DIRECTIONS
Copy verbatim the material from its first line to the line that holds "PR #700, opened 2016-04-11", including that line.
-- -- --
PR #694, opened 2016-04-07
BSM-201: Show ... when reduction key label is cut

mvrueden:
* JIRA: http://issues.opennms.org/browse/BSM-201
* BAMBOO: http://bamboo.internal.opennms.com:8085/browse/OPENNMS-ONMS599


features/topology-map/plugins/org.opennms.features.topology.plugins.topo.bsm/src/main/java/org/opennms/features/topology/plugins/topo/bsm/ReductionKeyVertex.java
```diff
@@ -62,7 +62,10 @@ protected static String getLabelFromReductionKey(String reductionKey) {
         } else {
             label = reductionKey;
         }
-        return label.substring(0, Math.min(label.length(), MAX_LABEL_LENGTH));
+        if (label.length() > MAX_LABEL_LENGTH) {
+            return label.substring(0, MAX_LABEL_LENGTH - "...".length()) + "...";
```
fooker: Using a constant for the ellipsis or using StringUtils.abbreviate if available?

PR #698, opened 2016-04-08
HZN-701: Use FontAwesome Icons from Vaadin instead

mvrueden:
* JIRA: http://issues.opennms.org/browse/HZN-701
 * BAMBOO: http://bamboo.internal.opennms.com:8085/browse/OPENNMS-ONMS603


mvrueden:
This should be merged after https://github.com/OpenNMS/opennms/pull/696

mvrueden:
It seems that the changes in this branch cause a weird issue:
If you move the topology over to the right the SVG background overlays the toolbar.
It is only temporarily as the toolbar immediately redraws, but it feels wrong.
@indigo423 is going to verify this.
Until then, let's NOT merge this.

mvrueden:
The toolbar is going to change with "Project Atlas". Therefore I re-create this pull request against `features/atlas` (https://github.com/OpenNMS/opennms/pull/784) instead. The mentioned problems here should be no issue anymore.

PR #700, opened 2016-04-11
NMS-8221: Refresh now dirties the graph container

fooker:
* JIRA: http://issues.opennms.org/browse/NMS-8211
* Bamboo: http://bamboo.internal.opennms.com:8085/browse/OPENNMS-ONMS608

### DIFF
--- a/features/topology-map/org.opennms.features.topology.app/src/main/java/org/opennms/features/topology/app/internal/operations/RedoLayoutOperation.java
+++ b/features/topology-map/org.opennms.features.topology.app/src/main/java/org/opennms/features/topology/app/internal/operations/RedoLayoutOperation.java
@@ -30,6 +30,7 @@ package org.opennms.features.topology.app.internal.operations;
 
 import java.util.List;
 
+import org.opennms.features.topology.api.GraphContainer;
 import org.opennms.features.topology.api.Operation;
 import org.opennms.features.topology.api.OperationContext;
 import org.opennms.features.topology.api.OperationContext.DisplayLocation;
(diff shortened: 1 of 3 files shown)


features/topology-map/org.opennms.features.topology.app/src/main/java/org/opennms/features/topology/app/internal/operations/RedoLayoutOperation.java
```diff
@@ -41,8 +41,8 @@
 	@Override
     public void execute(List<VertexRef> targets, OperationContext operationContext) {
         if (operationContext != null && operationContext.getGraphContainer() != null) {
-            //operationContext.getGraphContainer().getBaseTopology().refresh();
-            //operationContext.getGraphContainer().setDirty(true);
+            operationContext.getGraphContainer().getBaseTopology().refresh();
```
mvrueden: Can we then also change the TopologyUI auto refresher logic to use the "RedoLayoutOperation" instead?
See https://github.com/OpenNMS/opennms/blob/develop/features/topology-map/org.opennms.features.topology.app/src/main/java/org/opennms/features/topology/app/internal/TopologyUI.java#L166

mvrueden:
Can you also please change the commit message as it is only half true. 
The real fix here is that we "reload" the topology provider which was not reloaded previously.
The setDirty(true) forces the graph to reload (from the Topology Provider)

fooker:
I've changed the code to use the same function on both actions. Fixing the commit message can be done during squash merging.

PR #701, opened 2016-04-11
NMS-8043: Ping from topology view does not work (results in 404 Page not found)

mvrueden:
* JIRA: http://issues.opennms.org/browse/NMS-8043
* BAMBOO: http://bamboo.internal.opennms.com:8085/browse/OPENNMS-ONMS610

### DIFF
--- a/opennms-webapp/src/main/java/org/opennms/web/map/ExecCommandController.java
+++ b/opennms-webapp/src/main/java/org/opennms/web/map/ExecCommandController.java
@@ -1,0 +1,238 @@
+/*******************************************************************************
+ * This file is part of OpenNMS(R).
+ *
+ * Copyright (C) 2007-2014 The OpenNMS Group, Inc.
+ * OpenNMS(R) is Copyright (C) 1999-2014 The OpenNMS Group, Inc.
+ *
+ * OpenNMS(R) is a registered trademark of The OpenNMS Group, Inc.
+ *
+ * OpenNMS(R) is free software: you can redistribute it and/or modify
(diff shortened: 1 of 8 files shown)


opennms-webapp/src/main/java/org/opennms/web/map/ExecCommandController.java
```diff
@@ -0,0 +1,238 @@
...
+/**
+ * <p>ExecCommandController class.</p>
+ *
+ * @author mmigliore
+ * @author antonio
+ *
+ * this class provides to create pages for executing ping and traceroute commands
+ * @version $Id: $
+ * @since 1.8.1
+ * @deprecated DO NOT use anymore. See http://issues.opennms.org/browse/NMS-8245 why.
```
j-white: Do you really want to bring this class back?

j-white:
I'm not a big fan of bringing the ExecCommandController back, passing user input to Runtime.exec() is never a good idea.

The Pinger service is now available as an OSGi service. I'd opt for using this instead:
https://github.com/OpenNMS/opennms/blob/develop/opennms-icmp/opennms-icmp-jni/src/main/resources/OSGI-INF/blueprint/blueprint.xml#L13

mvrueden:
I agree. 
We should revisit this.
The JniPinger is the better soluting.
However we have to deal with the "long running task" problem in Vaadin or the Request-Handler. 
However this is not really doable in the time frame for release 18.0.0. 
We should revisit this in Horizon 19.0.0.
Closing Pull Request and deleting branch.

PR #702, opened 2016-04-11
Fix NMS-6549: Eventd does not honor reloadDaemonConfig event

jeffgdotorg:
* JIRA: http://issues.opennms.org/browse/NMS-6549
* BAMBOO: http://bamboo.internal.opennms.com:8085/browse/OPENNMS-ONMS611

### DIFF
--- a/features/events/daemon/src/main/java/org/opennms/netmgt/eventd/BroadcastEventProcessor.java
+++ b/features/events/daemon/src/main/java/org/opennms/netmgt/eventd/BroadcastEventProcessor.java
@@ -34,6 +34,7 @@ import org.opennms.netmgt.events.api.EventIpcManager;
 import org.opennms.netmgt.events.api.EventListener;
 import org.opennms.netmgt.model.events.EventBuilder;
 import org.opennms.netmgt.xml.event.Event;
+import org.opennms.netmgt.xml.event.Parm;
 import org.slf4j.Logger;
 import org.slf4j.LoggerFactory;
 import org.springframework.util.Assert;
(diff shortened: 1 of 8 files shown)


features/events/daemon/src/main/java/org/opennms/netmgt/eventd/BroadcastEventProcessor.java
```diff
@@ -147,7 +148,8 @@ private boolean isReloadConfigEvent(Event event) {
         boolean isTarget = false;
         
         if (EventConstants.RELOAD_DAEMON_CONFIG_UEI.equals(event.getUei())) {
-            if ("Eventd".equalsIgnoreCase(AbstractEventUtil.getInstance().getValueOfParm(EventConstants.PARM_DAEMON_NAME, event))) {
+            Parm target = event.getParm(EventConstants.PARM_DAEMON_NAME);
+            if (target != null && "Eventd".equalsIgnoreCase(target.getValue().getContent())) {
```
mvrueden: Dumb question: But can `target.getValue()` be null?
If so, we should check that, too.

mvrueden:
Can we write a unit test for this?

features/events/daemon/src/main/java/org/opennms/netmgt/eventd/BroadcastEventProcessor.java
agalue: That is theoretically impossible. In fact, if that can be null, there are hundreds of lines of codes in OpenNMS that would require a NPE check.

agalue:
> On Apr 12, 2016, at 8:31 AM, mvrueden <notifications@github.com> wrote:
> 
> Can we write a unit test for this?


Done!

features/events/daemon/src/main/java/org/opennms/netmgt/eventd/BroadcastEventProcessor.java
pbrane: > On Apr 12, 2016, at 8:47 AM, Alejandro Galue <notifications@github.com> wrote:
> 
> >          boolean isTarget = false;
> >
> >          if (EventConstants.RELOAD_DAEMON_CONFIG_UEI.equals(event.getUei())) {
> > -            if ("Eventd".equalsIgnoreCase(AbstractEventUtil.getInstance().getValueOfParm(EventConstants.PARM_DAEMON_NAME, event))) {
> > +            Parm target = event.getParm(EventConstants.PARM_DAEMON_NAME);
> > +            if (target != null && "Eventd".equalsIgnoreCase(target.getValue().getContent())) {
> 
> That is theoretically impossible. In fact, if that can be null, there are hundreds of lines of codes in OpenNMS that would require a NPE check.

It is *in fact* impossible since a boolean is a primitive.

:D

jeffgdotorg:
Targeted wrong branch again. Burning it down.

PR #1885, opened 2018-03-13
HZN-9861: Add missing jstl packages needed by extremecomponents

cgorantla:
Jetty has apache-jstl as jstl dependency but it misses org.apache.taglibs.standard.lang.* package.
 Adding this required fixes the issues with Statsd

* JIRA: http://issues.opennms.org/browse/hzn-9861


pom.xml
```diff
@@ -3435,7 +3446,7 @@
       <dependency>
         <groupId>javax.servlet.jsp</groupId>
         <artifactId>jsp-api</artifactId>
-        <version>99.99.99-exclude-and-use-opennms-servlet-instead</version>
+        <version>2.2</version>
```
RangerRick: Shouldn't we *still* not be including jsp-api? Since everything is as it was but we just included an extra jar.

cgorantla: I have enabled here to avoid confusion in future when we are juggling these libraries.  `jsp-api` is going to end up  OPENNMS\lib anyways. So there is no meaning to exclude it in pom.
We also have it in our karaf features.
https://github.com/OpenNMS/opennms/blob/c7ff214afafd28d126d84917e3ae5f0d9779fb63/container/features/src/main/resources/features.xml#L175

RangerRick: Sure, but in Karaf it's only classloaded in the one bundle that needs it.  It shouldn't end up in lib.  It should be provided by `apache-jsp-*.jar` instead. (Which I actually just noticed we have 2 of, which is probably a problem also...)

RangerRick: Oop, apache-jsp is a false alarm, they're technically 2 related jars:

```
[INFO] org.opennms.dependencies:servlet-dependencies:pom:22.0.0-SNAPSHOT
[INFO] \- org.eclipse.jetty:apache-jsp:jar:9.4.2.v20170220:compile
[INFO]    +- org.eclipse.jetty:jetty-util:jar:9.4.2.v20170220:compile
[INFO]    +- org.eclipse.jetty.toolchain:jetty-schemas:jar:3.1:compile
[INFO]    +- javax.servlet:javax.servlet-api:jar:3.1.0:compile
[INFO]    +- org.mortbay.jasper:apache-jsp:jar:8.5.9.1:compile
[INFO]    |  \- org.mortbay.jasper:apache-el:jar:8.5.9.1:compile
[INFO]    \- org.eclipse.jdt.core.compiler:ecj:jar:4.4.2:compile
```

j-white:
Pulling jstl into our tree?

RangerRick:
Just a small part of it that for some reason isn't in the apache standard taglib jars. (but is in their source)

PR #1896, opened 2018-03-21
NMS-9667: Replace camel with own netty-implementation to fix netty exceptions

mvrueden:
* JIRA: https://issues.opennms.org/browse/NMS-9667


j-white:
👍 from me. Tested both the UDP and TCP listeners. Also confirmed we can send multiple event logs over a single TCP session.

Can we retarget this for `release-21.0.6`?

mvrueden:
Yes, we can. I originally branched off `release-21.0.6` but forgot to set the target branch accordingly.

PR #1902, opened 2018-03-22
HZN-1216: sFlow support

christianpape:
* JIRA: https://issues.opennms.org/browse/HZN-1216


features/telemetry/listeners/flow/src/main/java/org/opennms/netmgt/telemetry/listeners/flow/ipfix/TcpListener.java
```diff
@@ -85,6 +85,8 @@ protected void initChannel(final SocketChannel ch) {
                                 .addLast(new ChannelInboundHandlerAdapter() {
                                     @Override
                                     public void exceptionCaught(final ChannelHandlerContext ctx, final Throwable cause) throws Exception {
+                                        cause.printStackTrace();
```
j-white: Oops.

features/telemetry/listeners/flow/src/main/java/org/opennms/netmgt/telemetry/listeners/flow/ipfix/TcpListener.java
```diff
@@ -134,4 +136,14 @@ public void setPort(final int port) {
     public void setDispatcher(final AsyncDispatcher<TelemetryMessage> dispatcher) {
         this.dispatcher = dispatcher;
     }
+
+    public static void main(final String... args) throws Exception {
```
j-white: This still needed?

features/telemetry/listeners/sflow/src/main/java/org/opennms/netmgt/telemetry/listeners/sflow/Listener.java
```diff
@@ -0,0 +1,147 @@
...
+import io.netty.channel.ChannelInboundHandlerAdapter;
+import io.netty.channel.ChannelInitializer;
+import io.netty.channel.ChannelOption;
+import io.netty.channel.EventLoopGroup;
+import io.netty.channel.nio.NioEventLoopGroup;
+import io.netty.channel.socket.DatagramChannel;
+import io.netty.channel.socket.nio.NioDatagramChannel;
+import io.netty.util.internal.SocketUtils;
+
+public class Listener implements org.opennms.netmgt.telemetry.listeners.api.Listener {
```
j-white: Don't we already have a base listener we can inherit from?

j-white:
Is there any reason we use a custom listener and parse the packets in the listener, as opposed to just forwarding the bytes and handling them in the adapter?

I know we took this approach for NF9 and IPFIX due to the template handling, but there doesn't seem to be any "state" that's kept in the listener here.

features/telemetry/listeners/sflow/src/main/java/org/opennms/netmgt/telemetry/listeners/sflow/Listener.java
christianpape: Yes, but the AbstractUdpListener include the session management stuff and we think it's a good idea to seperate Sflow from NF9/IPFix regarding a possible NSEL-implementation for NMS-9919.

features/telemetry/listeners/flow/src/main/java/org/opennms/netmgt/telemetry/listeners/flow/ipfix/TcpListener.java
christianpape: Oh, this wasn't in my original branch. This was added during the rebase. I'm checking this...

features/telemetry/listeners/flow/src/main/java/org/opennms/netmgt/telemetry/listeners/flow/ipfix/TcpListener.java
christianpape: Same here...

christianpape:
We thought it's a good idea to parse on the minion side. For all data reported from L2 devices the sampled IP layer and transport layer header must be parsed.

features/telemetry/listeners/sflow/src/main/java/org/opennms/netmgt/telemetry/listeners/sflow/Listener.java
j-white: Got it. Thanks.

features/telemetry/listeners/sflow/src/main/java/org/opennms/netmgt/telemetry/listeners/sflow/Listener.java
```diff
@@ -0,0 +1,135 @@
...
+        this.bossGroup = new NioEventLoopGroup();
+
+        final InetSocketAddress address = this.host != null
+                                ? SocketUtils.socketAddress(this.host, this.port)
+                                : new InetSocketAddress(this.port);
+
+        this.socketFuture = new Bootstrap()
+                .group(this.bossGroup)
+                .channel(NioDatagramChannel.class)
+                .option(ChannelOption.SO_REUSEADDR, true)
```
j-white: Can we setup the listener using the same options as the `org.opennms.netmgt.telemetry.listeners.udp.UdpListener`? (We should probably update `org.opennms.netmgt.telemetry.listeners.flow.AbstractUdpListener` with those as well.)

features/telemetry/listeners/sflow/src/main/java/org/opennms/netmgt/telemetry/listeners/sflow/PacketHandler.java
```diff
@@ -0,0 +1,88 @@
...
+            bsonWriter.writeName("data");
+            packet.content().version.datagram.writeBson(bsonWriter);
+
+            bsonWriter.writeEndDocument();
+        }
+
+        // Build the message to dispatch
+        final TelemetryMessage msg = new TelemetryMessage(packet.sender(), output.getByteBuffers().get(0).asNIO());
+
+        // Dispatch and retain a reference to the packet
```
j-white: If we continue to reference data in the packet after this function returns, then we should call `packet.retain()`, and `packet.release()` subsequently when the future is complete.

If this is not the case, we may want to remove this comment to avoid confusion.

j-white:
Looking good so far - I have data getting indexed into ES sent to a Minion from hsflowd.

I am seeing odd values for the `input_snmp` field though. Any pointers for what I should look at?

```json
{
	"@timestamp": 1521729681727,
	"@version": 1,
	"host": "127.0.0.1",
	"location": "MINION",
	"netflow.application": "https",
	"netflow.bytes": 127,
	"netflow.convo_key": "[\"MINION\",17,\"192.168.238.128\",57916,\"172.217.14.161\",443]",
	"netflow.direction": "ingress",
	"netflow.dst_addr": "172.217.14.161",
	"netflow.dst_locality": "public",
	"netflow.dst_port": 443,
	"netflow.first_switched": 1521729681727,
	"netflow.flow_locality": "public",
	"netflow.flow_records": 1,
	"netflow.flow_seq_num": 0,
	"netflow.initiator": true,
	"netflow.input_snmp": 1073741823,
	"netflow.last_switched": 1521729681727,
	"netflow.output_snmp": 2,
	"netflow.packets": 1,
	"netflow.protocol": 17,
	"netflow.sampling_interval": 1000,
	"netflow.src_addr": "192.168.238.128",
	"netflow.src_locality": "private",
	"netflow.src_port": 57916,
	"netflow.tos": 0,
	"netflow.version": "SFLOW",
	"node_exporter": {
		"foreign_source": "Minions",
		"foreign_id": "00000000-0000-0000-0000-000000ddba11",
		"node_id": 2,
		"categories": []
	}
}
```

christianpape:
Hmm..., only the two most significant bits are not set. Due to the specification this means  that there is no input interface and the traffic originates on the device itself. Should I map this to null?

j-white:
Mapping to `null` makes sense to me.

PR #1903, opened 2018-03-22
NMS-9831,HZN-1272: Handle OID event parameter keys and JSON event parameter values correctly

mvrueden:
Here we address some issues with the opennms-es-rest and opennms-alarm-change-notifier modules. It was easier to address it in one branch, than have the branches separated:
* JIRA: https://issues.opennms.org/browse/NMS-9831
* JIRA: https://issues.opennms.org/browse/HZN-1272

Please also note, that this change should also be merged to `release-21.x`.
As we changed the underlying structure for drift and `22.0.0` I will manually backport these changes to `21.x` as soon as this is considered okay.

### DIFF
--- a/features/opennms-es-rest/src/main/java/org/opennms/plugins/elasticsearch/rest/EventToIndex.java
+++ b/features/opennms-es-rest/src/main/java/org/opennms/plugins/elasticsearch/rest/EventToIndex.java
@@ -382,9 +382,14 @@ public class EventToIndex implements AutoCloseable {
 
 		body.put("host",event.getHost());
 
-		//get params from event
 		for(Parm parm : event.getParmCollection()) {
-			body.put("p_" + parm.getParmName(), parm.getValue().getContent());
+			// We have to handle oid parameters differently, as elastic would consider a containing "." as a sub
+			// field, e.g. ".1.2" results in a mapping of { 1: properties: { 2 } } which may exceed the maximum allowed
+			// fields for a mapping, see NMS-9831. Initially an array was used, to store the oids in the fashion:
+			// { "oid": "1.1.1", "value": "dummy value" } but elastic has some limitations on accessing objects in an
+			// array. Therefore we replace all existing . with an _
+			final String parmName = parm.getParmName().replaceAll("\\.", "_");
+			body.put("p_" + parmName, parm.getValue().getContent());
 		}
 
 		// remove old and new alarm values parms if not needed
--- a/features/opennms-es-rest/src/main/java/org/opennms/plugins/elasticsearch/rest/EventToIndex.java
+++ b/features/opennms-es-rest/src/main/java/org/opennms/plugins/elasticsearch/rest/EventToIndex.java
@@ -352,7 +352,7 @@ public class EventToIndex implements AutoCloseable {
 	 * Utility method to populate a Map with the most import event attributes
 	 */
 	private Index createEventIndexFromEvent(final Event event, final IndexAndType indexAndType) {
-		final Map<String,String> body = new HashMap<String,String>();
+		final JSONObject body = new JSONObject();
 
 		final Integer id = event.getDbid();
 		body.put("id", Integer.toString(id));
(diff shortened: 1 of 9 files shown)


features/opennms-es-rest/src/main/java/org/opennms/plugins/elasticsearch/rest/EventToIndex.java
```diff
@@ -384,9 +384,14 @@ private Index createEventIndexFromEvent(final Event event, final IndexAndType in
 
 		body.put("host",event.getHost());
 
-		//get params from event
 		for(Parm parm : event.getParmCollection()) {
-			body.put("p_" + parm.getParmName(), parm.getValue().getContent());
+			// We have to handle oid parameters differently, as elastic would consider a containing "." as a sub
+			// field, e.g. ".1.2" results in a mapping of { 1: properties: { 2 } } which may exceed the maximum allowed
+			// fields for a mapping, see NMS-9831. Initially an array was used, to store the oids in the fashion:
+			// { "oid": "1.1.1", "value": "dummy value" } but elastic has some limitations on accessing objects in an
```
Naicisum: Could you explain the limitations you are referring to?

Replacing periods with underscores will address the default depth issue of a parameter within elastic. As flat parameters, the 1000 default limit will still be hit, the array addresses both the depth and parameter limit.

A corresponding updated mapping template would allow you to "keyword" the "oid" and "value" values in addition can also be used to create a corresponding ".raw" sub-field that is type "text" for full text searches.

mvrueden: > Could you explain the limitations you are referring to?

This is what the official elastic documentation says about arrays: https://www.elastic.co/guide/en/elasticsearch/reference/current/array.html

> Replacing periods with underscores will address the default depth issue of a parameter within elastic. As flat parameters, the 1000 default limit will still be hit, the array addresses both the depth and parameter limit. [...]

That is true and not true. Replacing periods with underscores will flatten the parameters as you said and will reduce the likelihood of hitting the limit. As the event parameters can be configured and therefore are also dynamic only putting all event parameters in an array would fully fix the issue. 

I opted in for a consistent implementation as replacing `.` with `_` should probably always be performed and not only for `oid` parameters. Putting all parameters in a parameter array is not possible due to the limitations mentioned above (HZN-1272 is really the problem here). We can look into the `nested` option for arrays, though. 

Just a side note: The limit is configurable: https://discuss.elastic.co/t/total-fields-limit-setting/53004

Naicisum: How about a middle of the road solution, I would suggest adding a new parameter for the plugin to be able to chose between nested or flat.

In my instance, I would have to deal with over 20K+ flat fields per indices which can influence performance and memory consumption within elasticsearch. With a option available for choosing nested, I would eliminate this field explosion in my situation, while still preserving the option for others not in a similar situation to choose flat.

mvrueden: Yeah, I see your point now.

features/opennms-es-rest/src/main/java/org/opennms/plugins/elasticsearch/rest/EventToIndex.java
```diff
@@ -42,9 +42,11 @@
 import java.util.concurrent.ThreadPoolExecutor;
 import java.util.concurrent.TimeUnit;
 import java.util.concurrent.atomic.AtomicInteger;
+import java.util.stream.Collectors;
 
 import javax.xml.bind.DatatypeConverter;
 
+import org.json.JSONArray;
```
Naicisum: I found that if you use org.json.JSONArray, it will insert a name tag for the array in the JSON structure. You can correct this issue by using org.json.simple.JSONArray instead and using .add instead of .put for adding members.

mvrueden: Yeah, but I am doing a `body.getAsJsonString()` instead of `body`, which solves the issue as well, but I am in favor of not using 2 different packages. Will change to `org.json.simple`. Thanks for the comment.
-- -- --
TASK OUTPUT
PR #694, opened 2016-04-07
BSM-201: Show ... when reduction key label is cut

mvrueden:
* JIRA: http://issues.opennms.org/browse/BSM-201
* BAMBOO: http://bamboo.internal.opennms.com:8085/browse/OPENNMS-ONMS599


features/topology-map/plugins/org.opennms.features.topology.plugins.topo.bsm/src/main/java/org/opennms/features/topology/plugins/topo/bsm/ReductionKeyVertex.java
```diff
@@ -62,7 +62,10 @@ protected static String getLabelFromReductionKey(String reductionKey) {
         } else {
             label = reductionKey;
         }
-        return label.substring(0, Math.min(label.length(), MAX_LABEL_LENGTH));
+        if (label.length() > MAX_LABEL_LENGTH) {
+            return label.substring(0, MAX_LABEL_LENGTH - "...".length()) + "...";
```
fooker: Using a constant for the ellipsis or using StringUtils.abbreviate if available?

PR #698, opened 2016-04-08
HZN-701: Use FontAwesome Icons from Vaadin instead

mvrueden:
* JIRA: http://issues.opennms.org/browse/HZN-701
 * BAMBOO: http://bamboo.internal.opennms.com:8085/browse/OPENNMS-ONMS603


mvrueden:
This should be merged after https://github.com/OpenNMS/opennms/pull/696

mvrueden:
It seems that the changes in this branch cause a weird issue:
If you move the topology over to the right the SVG background overlays the toolbar.
It is only temporarily as the toolbar immediately redraws, but it feels wrong.
@indigo423 is going to verify this.
Until then, let's NOT merge this.

mvrueden:
The toolbar is going to change with "Project Atlas". Therefore I re-create this pull request against `features/atlas` (https://github.com/OpenNMS/opennms/pull/784) instead. The mentioned problems here should be no issue anymore.

PR #700, opened 2016-04-11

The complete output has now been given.